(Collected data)
--- START ---

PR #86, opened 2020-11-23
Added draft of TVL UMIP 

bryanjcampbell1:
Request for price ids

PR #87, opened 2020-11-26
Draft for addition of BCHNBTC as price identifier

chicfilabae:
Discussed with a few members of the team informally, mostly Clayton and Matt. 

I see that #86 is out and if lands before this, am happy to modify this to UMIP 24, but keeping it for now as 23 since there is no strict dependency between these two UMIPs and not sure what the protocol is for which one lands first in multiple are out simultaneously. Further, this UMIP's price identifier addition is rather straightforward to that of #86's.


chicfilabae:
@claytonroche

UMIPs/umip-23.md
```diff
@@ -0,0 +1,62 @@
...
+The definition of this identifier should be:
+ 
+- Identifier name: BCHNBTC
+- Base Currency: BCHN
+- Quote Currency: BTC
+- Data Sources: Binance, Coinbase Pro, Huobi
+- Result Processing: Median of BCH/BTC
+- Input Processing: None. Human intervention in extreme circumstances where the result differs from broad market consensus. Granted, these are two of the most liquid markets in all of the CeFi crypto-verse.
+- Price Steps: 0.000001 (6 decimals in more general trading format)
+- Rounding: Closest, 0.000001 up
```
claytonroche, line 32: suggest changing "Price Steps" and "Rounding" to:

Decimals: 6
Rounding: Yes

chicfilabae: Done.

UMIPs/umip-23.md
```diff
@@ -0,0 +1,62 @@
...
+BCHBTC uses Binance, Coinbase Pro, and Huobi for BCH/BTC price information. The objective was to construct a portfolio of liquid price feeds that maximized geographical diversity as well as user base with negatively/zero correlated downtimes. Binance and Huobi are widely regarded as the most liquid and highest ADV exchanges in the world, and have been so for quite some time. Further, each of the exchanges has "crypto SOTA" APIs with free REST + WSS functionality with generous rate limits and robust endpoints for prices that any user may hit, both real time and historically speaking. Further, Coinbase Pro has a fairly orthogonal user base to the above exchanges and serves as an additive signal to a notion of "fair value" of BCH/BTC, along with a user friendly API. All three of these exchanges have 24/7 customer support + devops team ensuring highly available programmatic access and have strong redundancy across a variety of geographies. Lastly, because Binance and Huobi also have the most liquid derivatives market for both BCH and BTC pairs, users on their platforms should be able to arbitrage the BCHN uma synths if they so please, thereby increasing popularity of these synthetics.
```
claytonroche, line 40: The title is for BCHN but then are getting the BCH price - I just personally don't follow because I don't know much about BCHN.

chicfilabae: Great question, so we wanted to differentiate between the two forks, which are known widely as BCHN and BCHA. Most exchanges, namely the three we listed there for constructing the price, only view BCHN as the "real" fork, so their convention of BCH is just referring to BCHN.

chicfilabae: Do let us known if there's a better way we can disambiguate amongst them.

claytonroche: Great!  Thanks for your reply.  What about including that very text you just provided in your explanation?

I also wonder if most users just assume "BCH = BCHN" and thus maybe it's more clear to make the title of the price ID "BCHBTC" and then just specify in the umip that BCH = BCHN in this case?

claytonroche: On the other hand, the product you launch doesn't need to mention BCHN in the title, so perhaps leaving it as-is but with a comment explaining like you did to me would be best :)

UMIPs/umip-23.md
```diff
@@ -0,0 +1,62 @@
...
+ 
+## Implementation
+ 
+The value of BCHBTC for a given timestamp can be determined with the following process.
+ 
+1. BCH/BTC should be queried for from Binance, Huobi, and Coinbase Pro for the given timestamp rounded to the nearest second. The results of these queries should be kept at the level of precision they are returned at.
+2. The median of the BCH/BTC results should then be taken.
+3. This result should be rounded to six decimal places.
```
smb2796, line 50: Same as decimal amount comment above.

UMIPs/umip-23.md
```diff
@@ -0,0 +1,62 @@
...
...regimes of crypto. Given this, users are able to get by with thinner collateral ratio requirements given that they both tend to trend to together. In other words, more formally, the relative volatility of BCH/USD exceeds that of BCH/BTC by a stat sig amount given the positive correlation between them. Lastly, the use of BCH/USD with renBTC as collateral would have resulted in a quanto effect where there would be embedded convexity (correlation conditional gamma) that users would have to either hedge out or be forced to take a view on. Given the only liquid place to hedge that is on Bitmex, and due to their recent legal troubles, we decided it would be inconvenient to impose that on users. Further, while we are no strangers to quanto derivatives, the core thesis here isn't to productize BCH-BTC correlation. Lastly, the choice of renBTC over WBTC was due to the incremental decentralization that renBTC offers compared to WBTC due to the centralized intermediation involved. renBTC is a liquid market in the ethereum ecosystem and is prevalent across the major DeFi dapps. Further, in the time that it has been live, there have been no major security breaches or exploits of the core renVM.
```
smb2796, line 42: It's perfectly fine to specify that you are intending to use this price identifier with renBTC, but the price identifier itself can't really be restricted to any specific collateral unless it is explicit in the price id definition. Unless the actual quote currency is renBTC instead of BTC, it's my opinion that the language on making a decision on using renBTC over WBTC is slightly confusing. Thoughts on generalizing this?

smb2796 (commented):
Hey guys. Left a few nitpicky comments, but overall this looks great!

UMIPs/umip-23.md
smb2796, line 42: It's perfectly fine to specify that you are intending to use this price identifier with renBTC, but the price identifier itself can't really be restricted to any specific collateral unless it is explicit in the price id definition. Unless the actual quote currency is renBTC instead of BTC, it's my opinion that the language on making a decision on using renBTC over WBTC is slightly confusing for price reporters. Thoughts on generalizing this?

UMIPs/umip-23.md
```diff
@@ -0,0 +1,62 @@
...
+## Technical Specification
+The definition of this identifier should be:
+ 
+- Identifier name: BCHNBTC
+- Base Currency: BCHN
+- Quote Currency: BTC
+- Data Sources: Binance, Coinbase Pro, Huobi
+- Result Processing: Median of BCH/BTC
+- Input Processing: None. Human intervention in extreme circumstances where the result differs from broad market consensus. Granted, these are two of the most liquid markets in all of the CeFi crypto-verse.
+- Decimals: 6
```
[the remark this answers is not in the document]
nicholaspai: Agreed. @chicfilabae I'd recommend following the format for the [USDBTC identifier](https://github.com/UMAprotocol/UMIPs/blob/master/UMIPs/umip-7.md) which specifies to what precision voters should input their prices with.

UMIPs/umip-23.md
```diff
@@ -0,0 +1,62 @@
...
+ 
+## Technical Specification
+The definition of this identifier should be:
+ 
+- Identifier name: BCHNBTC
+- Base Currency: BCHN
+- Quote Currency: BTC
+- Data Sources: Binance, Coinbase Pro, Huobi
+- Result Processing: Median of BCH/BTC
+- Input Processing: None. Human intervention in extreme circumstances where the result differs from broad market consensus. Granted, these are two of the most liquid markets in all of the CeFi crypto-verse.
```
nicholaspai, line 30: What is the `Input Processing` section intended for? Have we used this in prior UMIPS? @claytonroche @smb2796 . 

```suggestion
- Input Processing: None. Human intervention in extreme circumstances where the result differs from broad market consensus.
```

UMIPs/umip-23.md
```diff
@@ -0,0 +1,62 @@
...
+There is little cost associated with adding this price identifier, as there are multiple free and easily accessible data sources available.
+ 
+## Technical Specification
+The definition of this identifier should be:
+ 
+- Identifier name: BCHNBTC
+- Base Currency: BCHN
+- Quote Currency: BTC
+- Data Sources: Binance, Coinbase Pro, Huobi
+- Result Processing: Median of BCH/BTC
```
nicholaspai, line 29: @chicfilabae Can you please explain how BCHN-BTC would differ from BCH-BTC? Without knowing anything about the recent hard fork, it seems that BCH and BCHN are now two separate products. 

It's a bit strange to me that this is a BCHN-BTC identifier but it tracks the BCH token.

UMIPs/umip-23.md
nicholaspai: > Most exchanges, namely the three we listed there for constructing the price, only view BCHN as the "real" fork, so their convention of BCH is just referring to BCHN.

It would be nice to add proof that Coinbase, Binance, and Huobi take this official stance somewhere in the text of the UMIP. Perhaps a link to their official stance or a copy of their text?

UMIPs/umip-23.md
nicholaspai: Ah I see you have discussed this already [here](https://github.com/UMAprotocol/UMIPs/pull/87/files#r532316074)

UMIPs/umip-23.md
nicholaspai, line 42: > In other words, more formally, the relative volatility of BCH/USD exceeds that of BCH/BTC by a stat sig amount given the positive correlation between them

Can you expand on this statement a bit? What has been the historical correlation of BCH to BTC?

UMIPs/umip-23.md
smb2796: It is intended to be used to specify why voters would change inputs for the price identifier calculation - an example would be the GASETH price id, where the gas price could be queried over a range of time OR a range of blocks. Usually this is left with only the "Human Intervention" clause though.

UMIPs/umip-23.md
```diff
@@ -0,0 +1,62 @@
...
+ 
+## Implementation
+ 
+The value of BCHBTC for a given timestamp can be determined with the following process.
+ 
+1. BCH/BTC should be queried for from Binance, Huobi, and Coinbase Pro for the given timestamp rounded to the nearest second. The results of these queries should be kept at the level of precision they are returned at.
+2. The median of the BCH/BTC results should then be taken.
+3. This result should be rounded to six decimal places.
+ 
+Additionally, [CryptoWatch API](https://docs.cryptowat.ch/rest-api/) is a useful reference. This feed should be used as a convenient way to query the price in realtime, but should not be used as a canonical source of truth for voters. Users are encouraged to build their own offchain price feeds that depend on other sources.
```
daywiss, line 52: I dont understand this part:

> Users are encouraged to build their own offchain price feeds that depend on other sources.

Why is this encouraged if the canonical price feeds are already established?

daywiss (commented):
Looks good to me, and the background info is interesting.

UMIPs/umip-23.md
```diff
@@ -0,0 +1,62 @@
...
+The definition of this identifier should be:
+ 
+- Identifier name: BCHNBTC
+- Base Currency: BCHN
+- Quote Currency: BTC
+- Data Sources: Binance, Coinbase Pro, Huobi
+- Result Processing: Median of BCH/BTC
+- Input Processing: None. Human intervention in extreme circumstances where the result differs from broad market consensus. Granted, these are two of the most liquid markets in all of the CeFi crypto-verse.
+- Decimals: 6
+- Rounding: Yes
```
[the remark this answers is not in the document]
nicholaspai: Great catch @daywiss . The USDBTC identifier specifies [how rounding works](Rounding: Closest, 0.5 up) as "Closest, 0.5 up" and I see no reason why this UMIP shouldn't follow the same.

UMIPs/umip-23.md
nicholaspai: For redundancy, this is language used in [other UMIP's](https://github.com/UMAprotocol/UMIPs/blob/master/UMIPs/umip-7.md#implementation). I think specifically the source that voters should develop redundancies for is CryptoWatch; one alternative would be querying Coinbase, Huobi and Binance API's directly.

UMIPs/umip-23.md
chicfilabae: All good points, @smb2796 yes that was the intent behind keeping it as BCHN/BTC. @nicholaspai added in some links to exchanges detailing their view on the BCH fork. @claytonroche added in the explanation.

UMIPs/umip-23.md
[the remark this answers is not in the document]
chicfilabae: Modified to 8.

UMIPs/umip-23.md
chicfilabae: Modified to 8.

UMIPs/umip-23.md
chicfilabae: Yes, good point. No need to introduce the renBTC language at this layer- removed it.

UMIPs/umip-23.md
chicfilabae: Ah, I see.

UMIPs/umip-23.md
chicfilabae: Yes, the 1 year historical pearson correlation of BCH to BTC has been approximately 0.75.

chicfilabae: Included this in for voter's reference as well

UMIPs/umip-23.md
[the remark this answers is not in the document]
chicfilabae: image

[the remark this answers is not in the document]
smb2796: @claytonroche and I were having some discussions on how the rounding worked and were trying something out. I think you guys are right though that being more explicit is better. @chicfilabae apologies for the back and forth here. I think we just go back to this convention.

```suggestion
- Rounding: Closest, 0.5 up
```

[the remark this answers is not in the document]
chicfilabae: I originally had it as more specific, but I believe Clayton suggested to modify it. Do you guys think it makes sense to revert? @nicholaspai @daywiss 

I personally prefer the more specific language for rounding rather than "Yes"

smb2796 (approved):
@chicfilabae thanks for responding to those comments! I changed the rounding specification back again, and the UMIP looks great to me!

--- END ---

**What you should do**
Copy all lines above where "personally" is present.

**Solution**
claytonroche, line 40: The title is for BCHN but then are getting the BCH price - I just personally don't follow because I don't know much about BCHN.
I personally prefer the more specific language for rounding rather than "Yes"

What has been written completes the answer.